(Beginning of Exercise data)

PR #3151, opened 2024-04-23
SQS routes: add check for additional error message

jonator:
https://linear.app/osmosis/issue/STABI-129/fe-client-for-sqs-routes-handle-no-candidate-routes-found-as

### DIFF
--- a/packages/server/src/queries/sidecar/router.ts
+++ b/packages/server/src/queries/sidecar/router.ts
@@ -70,7 +70,10 @@ export class OsmosisSidecarRemoteRouter implements TokenOutGivenInRouter {
 
       const errorMessage = error.data?.message;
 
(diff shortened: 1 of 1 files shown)


PaddyMc (approved):
We need to add this check as Astro port pools don't have enough liquidity but are available on the as listed tokens on the frontend, we need to add this check to ensure that users get correct feedback on pool routing.

Run query below to see reason:
```bash
https://sqsprod.osmosis.zone/router/quote?tokenIn=1000000ibc%2F498A0751C798A0D9A389AA3691123DADA57DAA4FE165D5C75894505B876BA6E4&tokenOutDenom=ibc%2FB8C608CEE08C4F30A15A7955306F2EDAF4A02BB191CABC4185C1A57FD978DA1B
```

Thanks @jonator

(End of Exercise data)

(Assignment) For this exercise, retype the entire listing exactly.

(Solution)
PR #3151, opened 2024-04-23
SQS routes: add check for additional error message

jonator:
https://linear.app/osmosis/issue/STABI-129/fe-client-for-sqs-routes-handle-no-candidate-routes-found-as

### DIFF
--- a/packages/server/src/queries/sidecar/router.ts
+++ b/packages/server/src/queries/sidecar/router.ts
@@ -70,7 +70,10 @@ export class OsmosisSidecarRemoteRouter implements TokenOutGivenInRouter {
 
       const errorMessage = error.data?.message;
 
(diff shortened: 1 of 1 files shown)


PaddyMc (approved):
We need to add this check as Astro port pools don't have enough liquidity but are available on the as listed tokens on the frontend, we need to add this check to ensure that users get correct feedback on pool routing.

Run query below to see reason:
```bash
https://sqsprod.osmosis.zone/router/quote?tokenIn=1000000ibc%2F498A0751C798A0D9A389AA3691123DADA57DAA4FE165D5C75894505B876BA6E4&tokenOutDenom=ibc%2FB8C608CEE08C4F30A15A7955306F2EDAF4A02BB191CABC4185C1A57FD978DA1B
```

Thanks @jonator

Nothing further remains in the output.